Final version of Appleman’s anti-concurrent cause/Katrina litigation article

Here is the final version of the article appearing next month called Interpretation and Enforcement of Anti-Concurrent Policy Language in Hurricane Katrina Cases and Beyond.

Because this is an exception to the Lexis policy of not allowing stuff to be seen until it actually is published by them, I agreed to post the following copyright notice.  Below is also some information on how you can sign up for an Appleman’s teleconference where I am going to talk about this article, as well as some of the later developments that aren’t covered as extensively in the article,  like the Fifth Circuit’s recent Katrina decisions.  
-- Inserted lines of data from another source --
PR #62, opened 2023-02-03
Application ownership models

nprokopic:
When it comes to application ownership, there is no one-size-fits-all, there is no silver bullet for all apps.

This RFC defines different application ownership models, trying to come up with a clear and robust, yet flexible framework that works for all apps and all teams, which can also ease how we structure teams and share ownership of the apps across them.

TL;DR - sections 2.2 and 3 are the main reason for writing this :)

### DIFF
--- a/application-ownership-models/README.md
+++ b/application-ownership-models/README.md
@@ -1,0 +1,116 @@
+# Application ownership models
+
+A lifecycle of an Kubernetes application could be roughly split into the following stages and sub-stages:
+- Development
+- Release engineering, which could be broken down to:
+  - Building
+  - Testing
+  - Packaging
+  - Delivery (deployment, upgrades, removal)
+- Operations, which could be broken down to:
+  - Investigating issues
+  - Improving performance
+  - On-call
+  - Postmortems
+  - Root cause analysis
+
+Additionally, while for the most of applications it's obvious which team can and should take care of its lifecycle, for some apps that is not very clear, as multiple teams have equally important stakes in it.
+
+Based on the above, we can define two different criteria for defining application ownership models:
+- What stages of the application lifecycle are owned by a team?
+- Is there one or more Giant Swarm teams that can be considered owners of the application?
+
+## 1. Application lifecycle ownership
+
+We can define two high-level application ownership models:
+- Full application ownership
+- Partial application ownership, usually including release engineering (full or partial) and operations. This is typical for upstream applications where the development is done outside of Giant Swarm.
+
+### 1.1. Full application lifecycle ownership
+
+(Almost) Full application ownership includes all stages of the application lifecycle.
+
+Development is done by team members.
+
+Release engineering is done by team members who are using RelEng platform provided by Giant Swarm RelEng teams.
+
+Operations are handled by the team members, including business hours as a part of team on-call, and non-business hours as a part of team/area on-call. There are few caveats here:
+- The non-business hours on-call is currently shared with other teams from the same area (hence "almost" full ownership), which is done for the sake of not overwhelming on-callers with frequent night shifts.
+- Ideally, if a team has enough people and we have state-of-the-art monitoring and alerting, meaning that there are next-to-none false positive alerts (for example caused by alerts from other team's components), the team can own 24h on-call for the application.
+
+### 1.2. Partial application lifecycle ownership
+
+Partial application ownership means that application development is done outside of Giant Swarm, therefore this is the case of upstream applications that we are deploying to our clusters.
+
+To name a few examples, we run, but do not develop, Prometheus, Grafana, Cluster API controllers, Kyverno, different CNI, CSI, CPI apps, then core Kubernetes components, such as API server, scheduler, controller manager, etcd, kubelet, etc.
+
+Partial application ownership of these components means that a Giant Swarm team owns:
+- Release engineering, fully or partially;
+- Operations, fully or partially, depending if the team has sole or shared ownership of the application, which is discussed in the next section.
+
+**Release engineering is owned fully** in case of forked projects, where Giant Swarm team builds the application from the forked repository, then tests, packages and finally delivers it.
+
+**Release engineering is owned partially** when Giant Swarm team does not build the app, but, for example, re-tagged container image is used. Here we have two cases:
+- Giant Swarm team is packaging app as a Helm chart in the app repository, by building required Helm templates for deploying re-tagged container image and optionally using existing upstream Kubernetes manifests instead of writing Helm templates from scratch.
+- Giant Swarm is repackaging or importing existing upstream Helm charts into Giant Swarm application repositories.
+
+## 2. Sole or shared application ownership
+
+While different application ownership models based on application lifecycle stages are relatively clear and it's obvious which model is used for every application, for some apps is much less evident which team should own them, and if there can even be just one owning team, or multiple teams cannot be avoided due to shared nature of the app.
+
+Additionally, while application lifecycle stages split the app ownership between external (upstream) and internal (Giant Swarm) teams, sole or shared ownership is about how we handle app ownership internally within Giant Swarm.
+
+### 2.1. Sole application ownership
+
+The is the classical and usually the obvious case. A Giant Swarm team develops the application, in case of full application lifecycle ownership described in the previous section, or the team takes care of release engineering and operations for the app, in case of partial application lifecycle ownership described above.
+
+### 2.2. Shared application ownership
+
+And this is the tricky part, one of the main reasons for which this whole RFC is written.
+
+Shared application ownership applies in some cases of partial application lifecycle ownership, so in a nutshell, the question here is - which Giant Swarm team owns some upstream application? Can it even be one team, or multiple teams must share ownership? If multiple teams share ownership, how does that work in practice?
+
+There is no silver bullet for all upstream applications, so here we need clear and robust, but also flexible ownership model.
+
+Before trying to come up with some definition, let's first check few examples.
+
+#### 2.2.1. Examples of shared applications
+
+While there are more examples, let's take the following two that should paint the picture and describe the issue of shared ownership clearly enough.
+
+**Cluster API provider-independent controllers**
+
+There are three CAPI controllers that are equally used by KaaS teams (Rocket, Hydra, Clippy) - core, kubeadm control plane and kubeadm bootstrap controller. They are all packaged together in the cluster-api-app. All KaaS teams have equal stakes in this app and equal responsibilities.
+
+Which teams is responsible for maintaining the application repository, improving it, automating it, taking care of renovate and other automated pull requests? Which teams takes care of upgrading the app to the latest upstream? Every team for themselves when they have a need? This is not working very efficiently.
+
+**Kubernetes components**
+
+We could say that deploying and using Kubernetes is sort of what we all do for living, right?
+
+Quick reminder that here we are talking about partial application lifecycle ownership, so release engineering and operations, where we can't really say that we do former one, so the latter one is interesting here.
+
+All teams write or package operators that get scheduled to some node, operators that use and maybe sometimes hammer API server, deploy few or few hundreds of CRDs that case clusters to be overloaded, etc.
+
+Let's say that all teams are more or less similarly using all (or most of) Kubernetes components. In that case a single team owning operations for those components would be ~~ludacris~~ ludicrous, and that didn't really work nicely when we tried it.
+
+#### 2.2.2. Implementing shared application ownership in practice
+
+So how do we implement shared application ownership in practice?
+
+Teams own apps with sole application ownership model. And multiple teams take turns, i.e. multiple teams participate in the rotation of sole application ownership.
+
+When a team is assigned to be sole app owner that means that the team takes care of app's release engineering and operations (on-call, postmortems, etc).
+
+How frequently the ownership is rotated depends on the app, and is decided on a case by case basis by the interested teams, but in most cases the app ownership should be passed to the next team every few months to half a year, depending on the release cadence of the app. Less then a month is probably too often, more than half a year could lead to folks falling out of practice (important for operations) or even mean that some team doesn't get to own the app as team structure changes.
+
+This shared application ownership model could be applied to the above examples in the following way (made up examples, not suggestions in the RFC):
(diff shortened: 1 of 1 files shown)


application-ownership-models/README.md
```diff
@@ -0,0 +1,116 @@
...
+
+Based on the above, we can define two different criteria for defining application ownership models:
+- What stages of the application lifecycle are owned by a team?
+- Is there one or more Giant Swarm teams that can be considered owners of the application?
+
+## 1. Application lifecycle ownership
+
+We can define two high-level application ownership models:
+- Full application ownership
+- Partial application ownership, usually including release engineering (full or partial) and operations. This is typical for upstream applications where the development is done outside of Giant Swarm.
```
pipo02mix, line 27: But GS could collaborate on that part  (as we are doing now in CAPVCD)

application-ownership-models/README.md
```diff
@@ -0,0 +1,116 @@
...
+
+Partial application ownership of these components means that a Giant Swarm team owns:
+- Release engineering, fully or partially;
+- Operations, fully or partially, depending if the team has sole or shared ownership of the application, which is discussed in the next section.
+
+**Release engineering is owned fully** in case of forked projects, where Giant Swarm team builds the application from the forked repository, then tests, packages and finally delivers it.
+
+**Release engineering is owned partially** when Giant Swarm team does not build the app, but, for example, re-tagged container image is used. Here we have two cases:
+- Giant Swarm team is packaging app as a Helm chart in the app repository, by building required Helm templates for deploying re-tagged container image and optionally using existing upstream Kubernetes manifests instead of writing Helm templates from scratch.
+- Giant Swarm is repackaging or importing existing upstream Helm charts into Giant Swarm application repositories.
```
pipo02mix, line 55:
```suggestion
- Giant Swarm team is packaging the app as a Helm chart in the app repository, by building required Helm templates for deploying re-tagged container images and optionally using existing upstream Kubernetes manifests instead of writing Helm templates from scratch.
- Giant Swarm is repackaging or importing existing upstream Helm charts into Giant Swarm application repositories.
```

application-ownership-models/README.md
```diff
@@ -0,0 +1,116 @@
...
+
+The is the classical and usually the obvious case. A Giant Swarm team develops the application, in case of full application lifecycle ownership described in the previous section, or the team takes care of release engineering and operations for the app, in case of partial application lifecycle ownership described above.
+
+### 2.2. Shared application ownership
+
+And this is the tricky part, one of the main reasons for which this whole RFC is written.
+
+Shared application ownership applies in some cases of partial application lifecycle ownership, so in a nutshell, the question here is - which Giant Swarm team owns some upstream application? Can it even be one team, or multiple teams must share ownership? If multiple teams share ownership, how does that work in practice?
+
+There is no silver bullet for all upstream applications, so here we need clear and robust, but also flexible ownership model.
```
pipo02mix, line 73:
```suggestion
There is no silver bullet for all upstream applications, so here we need a clear and robust, but also flexible ownership model.
```

application-ownership-models/README.md
```diff
@@ -0,0 +1,116 @@
...
+
+#### 2.2.1. Examples of shared applications
+
+While there are more examples, let's take the following two that should paint the picture and describe the issue of shared ownership clearly enough.
+
+**Cluster API provider-independent controllers**
+
+There are three CAPI controllers that are equally used by KaaS teams (Rocket, Hydra, Clippy) - core, kubeadm control plane and kubeadm bootstrap controller. They are all packaged together in the cluster-api-app. All KaaS teams have equal stakes in this app and equal responsibilities.
+
+Which teams is responsible for maintaining the application repository, improving it, automating it, taking care of renovate and other automated pull requests? Which teams takes care of upgrading the app to the latest upstream? Every team for themselves when they have a need? This is not working very efficiently.
```
pipo02mix, line 85: This was one of the main drivers why we thought about KaaS restructuring, having a single Lifecyle mgmt team for k8s will make ownership clearer. [We have just produced the first proposal](https://github.com/giantswarm/giantswarm/issues/23396#issuecomment-1413962194). WDYT?

application-ownership-models/README.md
```diff
@@ -0,0 +1,116 @@
...
+
+**Kubernetes components**
+
+We could say that deploying and using Kubernetes is sort of what we all do for living, right?
+
+Quick reminder that here we are talking about partial application lifecycle ownership, so release engineering and operations, where we can't really say that we do former one, so the latter one is interesting here.
+
+All teams write or package operators that get scheduled to some node, operators that use and maybe sometimes hammer API server, deploy few or few hundreds of CRDs that case clusters to be overloaded, etc.
```
pipo02mix, line 93: IMO here we need better visibility. If we cannot identify which of the components is hammering down the API, we would not know which team is responsible

application-ownership-models/README.md
```diff
@@ -0,0 +1,116 @@
...
+
+#### 2.2.2. Implementing shared application ownership in practice
+
+So how do we implement shared application ownership in practice?
+
+Teams own apps with sole application ownership model. And multiple teams take turns, i.e. multiple teams participate in the rotation of sole application ownership.
+
+When a team is assigned to be sole app owner that means that the team takes care of app's release engineering and operations (on-call, postmortems, etc).
+
+How frequently the ownership is rotated depends on the app, and is decided on a case by case basis by the interested teams, but in most cases the app ownership should be passed to the next team every few months to half a year, depending on the release cadence of the app. Less then a month is probably too often, more than half a year could lead to folks falling out of practice (important for operations) or even mean that some team doesn't get to own the app as team structure changes.
```
pipo02mix, line 105:
```suggestion
How frequently the ownership is rotated depends on the app, and is decided on a case by case basis by the interested teams, but in most cases the app ownership should be passed to the next team every few months to half a year, depending on the release cadence of the app. Less than a month is probably too often, more than half a year could lead to folks falling out of practice (important for operations) or even mean that some team doesn't get to own the app as team structure changes.
```

pipo02mix: Though with KaaS restructuration we will solve some problems of ownership we may have shared application that is not owned by a single team. You suggestion could work in that case but we will need to go case by case

application-ownership-models/README.md
nprokopic: Yeah, definitely, we can and we should work on those, but it's still an outside/upstream project which is under another organization. Thanks for the comment, I'll clarify it a bit more.

application-ownership-models/README.md
nprokopic: I was following the restructuring proposal doc, left a few comments.

The above here are just few examples, definitely not the only ones. I will add few more.

While this RFC could solve some issues that we are also trying to solve with team restructuring, this RFC and the restructuring serve a different purpose and are not mutually exclusive.

The ownership of many components will change and/or become more clear with team restructuring, but that just one of the effects of the restructuring, not its goal.

If you take a look at our "Ownership of component" spreadsheet, there we have almost 300 components. While assigning all those components to teams, we did our best, but still many of those components got assigned to teams that never worked on them, or to teams that were already overwhelmed and weren't exactly happy to get more responsibility. We have cases of components shared across teams (e.g. Giant Swarm modules used across many projects), our legacy components that we still have to maintain, patch at least to fix CVEs that are coming our way from upstream dependencies, etc. In many of those cases those applications/components are not super nicely maintained because they are not exactly a team priority.

So there are cases where either multiple teams really need something, or where almost none of the teams wants/needs it, and then different manifestations of those problems in different applications/components. All these diverse cases are what this RFC is targeting, by defining different models of application/component ownership (basically adding a rotation model for shared ownership), so we can more easily assign applications/components to teams, by having an option to assign it to multiple teams if that is needed.

puja108 (commented):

Copyright © Matthew Bender & Company, Inc., a member of the LexisNexis Group.  Republished with permission from New Appleman on Insurance: Current Critical Issues in Insurance Law.  All rights reserved.
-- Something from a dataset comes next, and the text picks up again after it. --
PR #67, opened 2023-04-24
Better control over changes in production environments

fiunchinho:
I've added a small RFC. It contains an alternative way of deploying changes to our production installations.

### DIFF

This article is also the subject of a New Appleman’s™ Insurance Coverage Teleconference: The Impact of Mass Catastrophies on Insurance Coverage to be held on October 16.  Click here for information on how to attend.


Filed under Miscellaneous

2 Responses to Final version of Appleman’s anti-concurrent cause/Katrina litigation article

  1. James P. Reilly

    I realize it’s late to raise a question, BUT just for the sake of my personal clarification, I bring your attention to P. 37 of the Appleman document. You quote Bob Hunter, indenting the paragraph and using smaller type.
    The article then returns to full margins and full sized type (leading me to conclude that it is you speaking again).
    You state “In many instances, anti-concurrent language would in fact negate coverage for a fire that broke out as a result of an earthquake, except…”
    I realize that ‘many’ is an imprecise term, but have trouble accepting the concept that the ACC ‘erases’ coverage previously granted. I have beaten this horse to death on Sam Friedman’s blog, but would be interested in pursuing your thoughts on this further.
    P.S. I have become a recent adherent to the Rossmiller Doctrine that the ACC is not appplicable to most of these claims anyway, but the dissection of the ACC will just not go away.
    P.P.S. The English language has taken many last names and turned them into verbs (Bowdlerized, Fisked, Bogarted, etc.) In that vein, shall we call ‘the continued championing of a specious point of view, in total disregard of the facts’ “Huntering”? (Such as he Huntered the ACC”.)

  2. You read the passage correctly. According to anti-concurrent cause language, if given damage would not have occurred but for the existence of an excluded cause, it is not covered. That is, if the excluded cause is a necessary part of the causal chain that led to particular damage, that damage is not covered. So if an excluded cause (earthquake) produces a covered cause (fire), it is not covered. If this were not true, policies would not have the exception for fire in the earth movement exclusion — it would not be necessary to specifiy fire as an exception to the anti-concurrent language if it did not fall within the anti-concurrent language.
    I think if one looks at the actual litigation and the policies, it becomes fairly obvious that very few Katrina cases involved concurrent damage. I realize this is difficult for many to accept, witness the Fifth Circuit’s Leonard decision. Glad to see you signed up for this view, it is the correct one and over time it will prevail.
    “Huntered” might be a good verb. That letter was remarkable for being comletely wrong in almost every particular. Sometimes I wonder if things like that are merely fundraisers — you know, meat for the animals — and the authors either know they are wrong or don’t care whether they are right or wrong and just put down whatever comes into their head on the first draft. I’d hate to think something like the letter was the result of a serious attempt at intellectual effort. That would be sad if that were the best he could do.